Task objective:
Count how many lines in the data hold the word "files", and give that number alone.

Material for this exercise:
##############################

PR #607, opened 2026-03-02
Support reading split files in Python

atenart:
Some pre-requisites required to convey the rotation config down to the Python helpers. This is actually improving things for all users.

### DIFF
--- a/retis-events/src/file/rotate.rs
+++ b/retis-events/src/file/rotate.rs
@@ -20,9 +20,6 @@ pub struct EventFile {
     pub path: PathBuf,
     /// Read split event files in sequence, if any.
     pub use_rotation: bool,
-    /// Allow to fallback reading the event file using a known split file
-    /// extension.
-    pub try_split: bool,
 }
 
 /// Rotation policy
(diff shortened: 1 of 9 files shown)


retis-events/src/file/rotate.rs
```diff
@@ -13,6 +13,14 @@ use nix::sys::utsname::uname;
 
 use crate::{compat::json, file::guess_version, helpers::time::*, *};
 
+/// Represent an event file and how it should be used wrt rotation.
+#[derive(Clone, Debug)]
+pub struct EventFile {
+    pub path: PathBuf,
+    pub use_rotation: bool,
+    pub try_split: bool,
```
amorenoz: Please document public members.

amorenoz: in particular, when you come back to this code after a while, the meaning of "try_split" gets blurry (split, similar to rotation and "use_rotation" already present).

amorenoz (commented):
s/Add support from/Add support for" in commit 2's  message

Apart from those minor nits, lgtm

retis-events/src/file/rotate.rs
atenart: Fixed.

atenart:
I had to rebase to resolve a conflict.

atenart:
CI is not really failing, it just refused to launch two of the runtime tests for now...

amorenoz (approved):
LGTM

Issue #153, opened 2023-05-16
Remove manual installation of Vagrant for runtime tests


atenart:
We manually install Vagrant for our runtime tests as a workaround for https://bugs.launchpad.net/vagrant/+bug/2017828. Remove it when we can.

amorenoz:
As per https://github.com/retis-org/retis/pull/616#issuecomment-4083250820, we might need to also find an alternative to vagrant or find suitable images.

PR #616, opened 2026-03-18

##############################

Answer box:
3